In June, BRF, Brazil’s largest producer of animal protein and exporter of poultry, purchased two pet food companies in one month. BRF’s first acquisition was Brazilian pet food company Hercosul, with the intent of diversifying its revenue stream and becoming one of the largest and most relevant players in the pet food market by 2025, according to Reuters.

To prove that intention further, BRF purchased another pet food producer, Mogiana Alimentos, just one week later. With those acquisitions, BRF has secured ten percent of the Brazilian pet food market. While the company has no immediate plans for further pet food acquisitions, BRF was attracted to Brazil’s pet food market because of its continued growth. The segment has been rising for more than a decade now, surpassing Japan as the second largest market after the US.


Related: Sysco Sues JBS, Tyson Foods and Others for Alleged Price-Fixing of Pork


As the largest pet food market, many American companies are also venturing in and out of pet food. For example, Tyson, the world’s second largest processor of chicken, beef and pork, debuted its line of pet food products, True Meals, under the brand Tyson Pet Products. However, the company recently sold its pet food business to General Mills for $1.2 billion, proving that meat and poultry brands are not the only ones looking to diversify their portfolios.

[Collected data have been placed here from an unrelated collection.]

PR #14835, opened 2026-08-14
🐛 fix: decode percent-encoded S3 keys extracted from URLs

dinershtein:
## What happened

On a deployment with `fileStrategy: "s3"`, any file whose name contains non-ASCII characters uploads fine but can never be read back. Every later read fails:

```
[getS3FileStream] Error retrieving S3 file stream: The specified key does not exist.
  Resource: '/my-bucket/uploads/<userId>/<uuid>__%25D0%2594%25D0%25BE%25D0%25B3%25D0%25BE%25D0%25B2%25D0%25BE%25D1%2580....pdf'
```

For the user this is silent: the file appears to attach, but the model never receives it and answers that no file was provided.

## Root cause

`extractKeyFromS3Url()` derives the object key from `URL.pathname`, which is percent-encoded. Keys, however, are stored **decoded** — `getS3Key()` builds the key from the raw file name and `PutObject` stores it as-is. Listing the bucket confirms it:

```
key: uploads/<userId>/<uuid>__Договор_....pdf     ← what is stored
```

So the extracted key is `...__%D0%94%D0%BE%D0%B3...`, the SDK then escapes the `%`, and the request that goes out asks for `...__%25D0%2594%25D0%25BE%25D0%25B3...` — a key that does not exist.

Note that the correct key is already available: `resolveStoredS3Key()` prefers `file.storageKey`, and the DB record has it. But `getS3FileStream(_req, filePath)` receives only the path string, so it cannot use it — which is why the fix belongs in key extraction rather than in the caller.

This affects every non-ASCII alphabet (Cyrillic, CJK, accented Latin) and spaces, on both virtual-hosted and path-style URLs, so custom endpoints (MinIO, R2, Yandex Object Storage) are hit as well.

## The fix

Decode keys that were derived from a URL path.

Keys supplied directly are deliberately left untouched: `extractKeyFromS3Url('images/user/100%_final.pdf')` must not be decoded, because there the `%` is part of the file name rather than an escape. The same reasoning applies to the fallback branch in `catch`, which also receives a key rather than a URL.

## Tests

`packages/api/src/storage/s3/__tests__/crud.test.ts`:

- decoding of escaped characters and of a non-ASCII file name taken from the URL path;
- a literal `%` preserved when a key is passed instead of a URL;
- a regression test asserting that `getS3FileStream` issues `GetObjectCommand` with the decoded key.

One existing expectation changed. `handles URLs with encoded characters` asserted `images/user123/my%20file%20name.jpg`, i.e. it codified the buggy behaviour; it now asserts `images/user123/my file name.jpg`, which is what the bucket actually contains.

`npx jest src/storage` in `packages/api`: 165 passed, 1 skipped (the integration spec, which needs live S3).

## Verified in production

Patched image running against Yandex Object Storage (S3-compatible, path-style endpoint). The same 21 MB PDF that previously failed now streams in full:

```
прочитано байт: 21619868
сигнатура файла: "%PDF-"
```

### DIFF
--- a/packages/api/src/storage/s3/__tests__/crud.test.ts
+++ b/packages/api/src/storage/s3/__tests__/crud.test.ts
@@ -1107,6 +1107,17 @@ describe('S3 CRUD', () => {
   });
 
   describe('getS3FileStream', () => {
+    it('requests the decoded key for a non-ASCII file name', async () => {
+      const { getS3FileStream } = await import('../crud');
+      await getS3FileStream(
+        {} as ServerRequest,
+        'https://test-bucket.s3.amazonaws.com/images/user123/%D0%94%D0%BE%D0%B3%D0%BE%D0%B2%D0%BE%D1%80.pdf',
+      );
+
+      const [call] = s3Mock.commandCalls(GetObjectCommand);
+      expect(call.args[0].input.Key).toBe('images/user123/Договор.pdf');
+    });
+
     it('returns a readable stream for a file', async () => {
       const { getS3FileStream } = await import('../crud');
       const result = await getS3FileStream(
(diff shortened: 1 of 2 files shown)


thanhlcm90:
Independent reproduction on a different locale and a different S3 backend, in case it helps this land.

**Setup:** LibreChat `v0.8.7`, Helm chart `librechat` 2.0.7, Cloudflare R2 via the S3 API, `AWS_FORCE_PATH_STYLE` unset. Vietnamese filenames instead of Russian — pasting a screenshot from the clipboard on a Vietnamese OS produces `ảnh.png`, so this shows up during ordinary use rather than as an edge case.

Same signature as described:

```
error: [getS3FileStream] Error retrieving S3 file stream: The specified key does not exist.
error: Error processing image from blob storage: The specified key does not exist.
error: [#sendCompletion] Unhandled error type 400 Error while downloading file. Upstream status code: 404.
```

Across a 14-object bucket: 5 objects had raw non-ASCII keys, **0** objects had percent-encoded keys, and the 9 ASCII-named files worked normally throughout. That matches your root-cause analysis exactly.

**One data point that may matter for the fix.** This PR notes that the correct key is already available because `resolveStoredS3Key()` prefers `file.storageKey`. In our records that fallback would not have rescued them — `storageKey` was itself percent-encoded while the object on the bucket was raw:

```
object key on the bucket : images/<uid>/<uuid>__clipboard_1788479455295_ảnh.png
files.storageKey in Mongo: images/<uid>/<uuid>__clipboard_1788479455295_%E1%BA%A3nh.png
```

Every one of the 5 affected records looked like this. We did not determine how `storageKey` ended up encoded, so this is an observation rather than a second root-cause claim — but if `storageKey` can be persisted in the encoded form, then decoding only inside `extractKeyFromS3Url` may leave those records broken. Worth a look before merge.

**Workaround we used**, for anyone who lands here with already-broken files: `CopyObject` each object to an ASCII-only key, then set `storageKey` to that key and `filepath` to a presigned URL built from it. Setting `filepath` to a bare key instead of a URL is not a valid shortcut — the client builds the image `src` from `filepath`, so a bare key makes the browser request `https://<app-host>/images/...`, which has no route and returns 404.

danny-avila:
Thank you for this — it was the first correct diagnosis of the bug, the R2 reproduction in the thread was valuable, and your `getS3FileStream` → `GetObjectCommand` regression test is the strongest one of the three PRs. I folded that test into #15426 with co-author credit to you (29e20eb077).

Closing this in favour of #15426 because that one also fixes the CloudFront producer: `buildCloudFrontUrl` interpolates the raw key on `dev`, so a key holding a literal `%XX`, a `#` or a `?` produced a URL that unconditional decoding would mis-target or truncate. With the producer encoding, the S3 decode you wrote here is safe on every URL form. Sorry it took a month to get to this.

PR #14836, opened 2026-08-14
📱 style: Reclaim the Assistant Avatar Gutter on Mobile

danny-avila:
## Summary

On mobile, assistant content started **36px** from the left edge against a **16px** gutter on the right. The dead space isn't padding — it's a real 24px avatar column plus `gap-3`, hard-coded in `MessageRow` with no mobile branch. That costs ~13% of the reading width on every response.

This moves the avatar into the assistant heading and restores the gutter as `md:pl-9` on the content column, so the column only exists from `md` up.

First of a short mobile-UI series. Follow-ups (header consolidation, full-width nav, edge-swipe) are separate PRs.

## Change

- **`MessageRow.tsx`** — drop the separate avatar column; render the avatar as the first child of the assistant `<h2>`, absolutely positioned back into the gutter at `md`. Content column gains `md:pl-9`. The row's now-inert `gap-3` is removed.
- **`AuthorHeader.tsx` / `SteerPart.tsx`** — both hard-coded `-ml-9 w-[calc(100%+2.25rem)]` to reach back past that column. With no gutter on mobile the outdent would push content off the left edge, so it's gated to `md`.

### Why the desktop geometry is provably unchanged

Today: `max-w-3xl` (768px), `gap-3`, two children → content column = 768 − 24 − 12 = **732px**.
After: one child at 768px, `border-box`, `padding-left: 36px` → content box = **732px**.

An absolutely positioned child resolves against its containing block's *padding box*, so `md:left-0` lands the avatar exactly where the old column started.

### Why `md:` variants and not `useMediaQuery`

`useMediaQuery` initializes `matches = false` and resolves in `useEffect`, so a JS branch here would paint the desktop layout first and reflow — on every message row in the thread. CSS breakpoints avoid it entirely and keep the icon a single DOM node.

## Verification

Compiled the real Tailwind config against the exact class strings and measured in a headless browser:

| viewport | before, text x | after, text x | delta |
|---|---|---|---|
| 390 (mobile) | 52 | 16 | **36px reclaimed** |
| 1024 (desktop) | 164 | 164 | **0 — unchanged** |

The avatar box lands at `(0, 2)` relative to its row in **both** variants at **both** breakpoints — pixel-identical.

- `cd client && npx jest` over the message/share areas: **802 passing, 63 suites**.
- New `AuthorHeader.spec.tsx`; added assertions to `MessageRow.spec.tsx` and `SteerPart.test.tsx` pinning the `md:`-gated contract so the outdents can't silently drift.
- The `MessageRow` heading assertion uses `getByRole('heading', { name: 'Message from Assistant' })`, which passes only if `aria-hidden` correctly excludes the avatar from the accessible name.

## Blast radius

`MessageRow` is shared by all three message paths (`MessageRender`, `ContentRender`, `MessageParts`) **and** by the shared-conversation view (`Share/Message.tsx`) and search results (`SearchMessage.tsx`). One fix covers all five surfaces consistently — worth spot-checking each on a phone.

## Note for reviewers

There is currently **no mobile e2e coverage** — both mobile Playwright projects are commented out in `e2e/playwright.config.ts`, so only Desktop Chrome runs. Enabling them wholesale would run every existing desktop-assuming spec at phone viewports and likely go red; the right shape is a project scoped by `testMatch` to mobile-only specs. Tracked as separate work.

### DIFF
--- a/client/src/components/Chat/Messages/Content/Parts/AuthorHeader.tsx
+++ b/client/src/components/Chat/Messages/Content/Parts/AuthorHeader.tsx
@@ -6,7 +6,8 @@ import type { ReactNode } from 'react';
  * renders a full user turn inside the response, so the parts that resume
  * after it need the author's icon and label restated — the message-level
  * header only renders once, above the first part. Outdented past the icon
- * column (like `SteerPart`) so it aligns with the top-level header.
+ * column (like `SteerPart`) so it aligns with the top-level header; that
+ * column only exists from `md` up, so the outdent is gated to match.
  */
 const AuthorHeader = memo(function AuthorHeader({
   icon,
@@ -16,7 +17,10 @@ const AuthorHeader = memo(function AuthorHeader({
   label: string;
 }) {
   return (
-    <div className="relative -ml-9 flex w-[calc(100%+2.25rem)] gap-3" data-testid="author-header">
+    <div
+      className="relative flex w-full gap-2 md:-ml-9 md:w-[calc(100%+2.25rem)] md:gap-3"
+      data-testid="author-header"
+    >
       <div className="relative flex flex-shrink-0 flex-col items-center" aria-hidden="true">
         <div className="flex h-6 w-6 items-center justify-center overflow-hidden rounded-full">
           {icon}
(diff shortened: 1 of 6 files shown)


danny-avila:
@codex review

PR #14838, opened 2026-08-14
🚏 feat: Central Trace Destination Opt-Out for Langfuse

danny-avila:
**Stack 1/4** — base `dev`. Independent of the rest; the other three are e2e-only
and are stacked behind this purely to keep them reviewable in order.

## Problem

`getScoreDestinations` includes the central Langfuse project whenever env
credentials exist. A caller that wants a given turn's spans to reach *only* the
tenant destination has no way to decline it.

That matters where central export is a per-tenant setting rather than a
deployment-wide one: the decision is known per request, but the resolution path
has no parameter for it.

## Change

Adds `centralTraceExportEnabled` to the score-destination options and threads it
through the three public helpers:

- `getScoreDestinations`
- `getLangfuseTraceDestinationIds`
- `getLangfuseTraceMessageFields`

**Defaults to `true` everywhere**, so every existing call site resolves exactly
as before. The option is additive — each helper gains an optional trailing
parameter and nothing else.

While here, `getScoreDestinations` destructures its options with defaults rather
than repeating `options?.waitForCentralProjectId !== false` at both call sites,
which is what made adding a second flag awkward.

## Verification

- No new `tsc` errors — one pre-existing `cacheFactory.ts` Redis typing error is
  present identically before and after; **zero** errors in `langfuse`.
- 99 langfuse tests pass.
- ESLint + Prettier clean.

### DIFF
--- a/packages/api/src/langfuse/destinations.ts
+++ b/packages/api/src/langfuse/destinations.ts
@@ -228,12 +228,17 @@ export async function getScoreDestinations(
   }
 
   if (!usesLangfuseMultiTenantRouting()) {
+    /** Mirrors `resolveLangfuseExportPlan`: without fanout there is no tenant
+     *  route to fall back on, so suppressing central export disables the trace
+     *  outright. Capturing a destination here would let later feedback reach a
+     *  project the trace never went to. */
+    if (!centralTraceExportEnabled) {
+      return [];
+    }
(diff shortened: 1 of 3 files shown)


danny-avila:
@codex review

danny-avila:
@codex review

danny-avila:
@codex review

Aside from diversification, there are a few main motives for big food players to foray into pet food. The first is natural integration into existing supply chains. When Tyson created its pet food division, it likely saw an integration of its vertical supply chain and e-commerce capabilities. Not to mention with the COVID-19 pandemic boosting e-commerce sales, it’s no surprise that some pet food acquisitions, including Bullymake and MiracleCorp, involve online pet retailers or direct-to-consumer (DTC) subscription services for pet owners.

Secondly, companies can draw from their current food businesses to use as ingredients in pet foods rather than selling byproducts to other pet food companies. BRF likely saw the same opportunity, not only with its high level of chicken and turkey production but also its compound feed (feed produced based on animals’ different growth stages) business. It can also upcycle leftover food that may have otherwise gone to waste or transported elsewhere, which is a growing trend among pet food producers. 

While the pet food market is emerging from the pandemic with exponential growth and forecasts point to it continuing, there are still many factors at play. Even though Tyson’s pet food business was successful, it still sold the segment to focus on its core business. One thing that is likely certain is that the pet food market will continue to attract investors and buyers from the human food industry, in meat and poultry, or otherwise.